Personal information
- Full name: William Robert McKenzie
- Born: 31 October 1911 Warburton, Victoria
- Died: 16 June 1989 (aged 77)
- Height: 178 cm (5 ft 10 in)
- Weight: 75 kg (165 lb)

Playing career^{1}
- Years: Club / Games (Goals)
- 1931–1936: South Melbourne / 044 0(0)
- 1936–1939: Fitzroy / 048 (57)
- 1940: South Melbourne / 011 (25)
- Total:  / 103 (82)
- ^{1} Playing statistics correct to the end of 1940.
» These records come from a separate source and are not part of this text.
PR #18456, opened 2021-03-12
Closes #18367 run SupportedAddonsChecker only for users with unsupported extensions

### LINKED ISSUE #18367: Run SupportedAddonsChecker only for users with unsupported extensions
`SupportedAddonsChecker` checks if add-ons that were disabled during migration have become available. This check is only needed for users who have unsupported extensions installed. Let's investigate skipping these checks for everyone else.

Amejia481:
### Pull Request checklist

1. click on Show All Checks,

### DIFF
--- a/app/src/main/java/org/mozilla/fenix/FenixApplication.kt
+++ b/app/src/main/java/org/mozilla/fenix/FenixApplication.kt
@@ -10,6 +10,7 @@ import android.os.Build.VERSION.SDK_INT
 import android.os.StrictMode
 import android.util.Log.INFO
 import androidx.annotation.CallSuper
+import androidx.annotation.VisibleForTesting
 import androidx.appcompat.app.AppCompatDelegate
 import androidx.core.content.getSystemService
 import androidx.work.Configuration.Builder
@@ -23,7 +24,10 @@ import mozilla.appservices.Megazord
 import mozilla.components.browser.state.action.SystemAction
 import mozilla.components.browser.state.selector.selectedTab
 import mozilla.components.concept.base.crash.Breadcrumb
+import mozilla.components.concept.engine.webextension.WebExtension
+import mozilla.components.concept.engine.webextension.isUnsupported
 import mozilla.components.concept.push.PushProcessor
+import mozilla.components.feature.addons.migration.DefaultSupportedAddonsChecker
 import mozilla.components.feature.addons.update.GlobalAddonDependencyProvider
 import mozilla.components.lib.crash.CrashReporter
 import mozilla.components.service.glean.Glean
@@ -438,12 +442,27 @@ open class FenixApplication : LocaleAwareApplication(), Provider {
                 },
                 onExtensionsLoaded = { extensions ->
                     components.addonUpdater.registerForFutureUpdates(extensions)
-                    components.supportedAddonsChecker.registerForChecks()
+                    subscribeForNewAddonsIfNeeded(components.supportedAddonsChecker, extensions)
                 },
                 onUpdatePermissionRequest = components.addonUpdater::onUpdatePermissionRequest
             )
         } catch (e: UnsupportedOperationException) {
             Logger.error("Failed to initialize web extension support", e)
+        }
+    }
+
+    @VisibleForTesting
+    internal fun subscribeForNewAddonsIfNeeded(
+        checker: DefaultSupportedAddonsChecker,
+        installedExtensions: List<WebExtension>
+    ) {
+        val hasUnsupportedAddons = installedExtensions.any { it.isUnsupported() }
+        if (hasUnsupportedAddons) {
+            checker.registerForChecks()
+        } else {
+            // As checks are a persistent subscriptions, we have to make sure
+            // we remove any previous subscriptions.
+            checker.unregisterForChecks()
         }
     }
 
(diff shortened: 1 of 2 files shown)


app/src/main/java/org/mozilla/fenix/FenixApplication.kt
```diff
@@ -447,6 +449,23 @@ open class FenixApplication : LocaleAwareApplication(), Provider {
...
+        scope.launch {
+            val haveUnsupportedAddons =
+                components.addonManager.getAddons().any { it.isInstalled() && !it.isSupported() }
+            if (haveUnsupportedAddons) {
+                components.supportedAddonsChecker.registerForChecks()
+            } else {
+                // As checks are a persistent subscriptions, we have to me sure
+                // we remove any previous subscriptions.
+                components.supportedAddonsChecker.unregisterForChecks()
+            }
```
Amejia481, line 465: @csadilek before I adding tests I just want to confirm with you that changing the checks from being **sync** to be **async** is not a problem. The change needs to made to be able to query  add-ons from the add-on manager.

app/src/main/java/org/mozilla/fenix/FenixApplication.kt
```diff
@@ -447,6 +449,23 @@ open class FenixApplication : LocaleAwareApplication(), Provider {
         }
     }
 
+    @VisibleForTesting
+    internal fun subscribeForNewAddonsIfNeeded(
+        scope: CoroutineScope = CoroutineScope(Dispatchers.IO)
+    ) {
+        scope.launch {
+            val haveUnsupportedAddons =
+                components.addonManager.getAddons().any { it.isInstalled() && !it.isSupported() }
```
csadilek, line 458: This condition should be ` { it.isInstalled() && it.isDisabledAsUnsupported() }` because we only want to run if the user as add-ons that were disabled during migration. The supported check would also be false for Nightly overrides.

app/src/main/java/org/mozilla/fenix/FenixApplication.kt
csadilek: The switch to sync/async would not be a problem, but the unconditional call to `getAddons` is. Our motivation for doing this is to reduce the number of network requests. With this logic as is we would still call getAddons on every startup, potentially hitting the network (cache is only 48 hours). So, we need to come up with something better here. Either remember that we already made the decision and not check again for that user or better: Let's do this in `onExtensionsLoaded` above and check against the extension metadata for "disabled as unsupported". This way we won't ever hit the AMO endpoint for this check.

csadilek (changes requested):
We need a slightly different but easier approach here. Comments below :).

app/src/main/java/org/mozilla/fenix/FenixApplication.kt
Amejia481: Ok, then just checking if there are extensions that were disabled during migration will be enough

`val haveUnsupportedAddons = extensions.any { it.isUnsupported() }`

app/src/main/java/org/mozilla/fenix/FenixApplication.kt
```diff
@@ -447,6 +451,21 @@ open class FenixApplication : LocaleAwareApplication(), Provider {
...
+    ) {
+        val haveUnsupportedAddons = installedExtensions.any { it.isUnsupported() }
+        if (haveUnsupportedAddons) {
+            checker.registerForChecks()
+        } else {
+            // As checks are a persistent subscriptions, we have to make sure
+            // we remove any previous subscriptions.
+            checker.unregisterForChecks()
+        }
+    }
```
Amejia481, line 467: @csadilek I update the PR to just check using  [WebExtension.isUnsupported()](https://github.com/mozilla-mobile/android-components/blob/5aad028635f3b0f28f90360ee814bd0b2660fc32/components/concept/engine/src/main/java/mozilla/components/concept/engine/webextension/WebExtension.kt#L473)

app/src/test/java/org/mozilla/fenix/FenixApplicationTest.kt
```diff
@@ -34,4 +41,32 @@ class FenixApplicationTest {
...
+        every { unSupportedExtension.getMetadata() } returns metadata
+        every { metadata.disabledFlags } returns DisabledFlags.select(DisabledFlags.APP_SUPPORT)
+
+        application.subscribeForNewAddonsIfNeeded(checker, listOf(unSupportedExtension))
+
+        verify { checker.registerForChecks() }
+    }
+
+    @Test
+    fun `GIVEN there are none unsupported addons installed WHEN subscribing for new add-ons checks THEN unregister for checks`() {
```
csadilek, line 60: nit: no unsupported...

app/src/main/java/org/mozilla/fenix/FenixApplication.kt
```diff
@@ -447,6 +451,21 @@ open class FenixApplication : LocaleAwareApplication(), Provider {
         }
     }
 
+    @VisibleForTesting
+    internal fun subscribeForNewAddonsIfNeeded(
+        checker: DefaultSupportedAddonsChecker,
+        installedExtensions: List<WebExtension>
+    ) {
+        val haveUnsupportedAddons = installedExtensions.any { it.isUnsupported() }
```
csadilek, line 459: nit: hasUnsupportedAddons may be better.

csadilek (approved):
👍 Yes, this looks good now! Wound recommend landing on Monday so we're around.

Amejia481:
> 👍 Yes, this looks good now! Wound recommend landing on Monday so we're around.

Sure, lets land it on Monday, have a nice weekend 👍🏽

PR #18483, opened 2021-03-15
For #14005: fix strict TP tests loading timeout

sv-ohorvath:
Ran tests on Firebase, all passed: https://github.com/mozilla-mobile/fenix/runs/2095917553


isabelrios (approved):
LGTM, thanks for fixing these tests!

= Jock McKenzie (Australian footballer) =

Australian rules footballer (1911–1989)

William Robert "Jock" McKenzie (31 October 1911 – 16 June 1989) was an Australian rules footballer who played with South Melbourne and Fitzroy in the VFL during the 1930s.

==Family==
The son of John McKenzie and Elizabeth Helen Jane McKenzie, née Green, William Robert McKenzie (and his twin brother James Frank McKenzie) were born at Warburton on 31 October 1911.

==Football==
McKenzie started his career in 1931 with South Melbourne where he played in the back pocket, enjoying premiership success in 1933. He left the club for Fitzroy during the 1936 season and was used up forward, kicking 33 goals in 1938. In 1940 he returned to South Melbourne for his final season in the Victorian Football League. He later played with Oakleigh in the Victorian Football Association.

==War Service==
McKenzie enlisted in the Australian Army during World War II and served in transport units in Victoria and Queensland.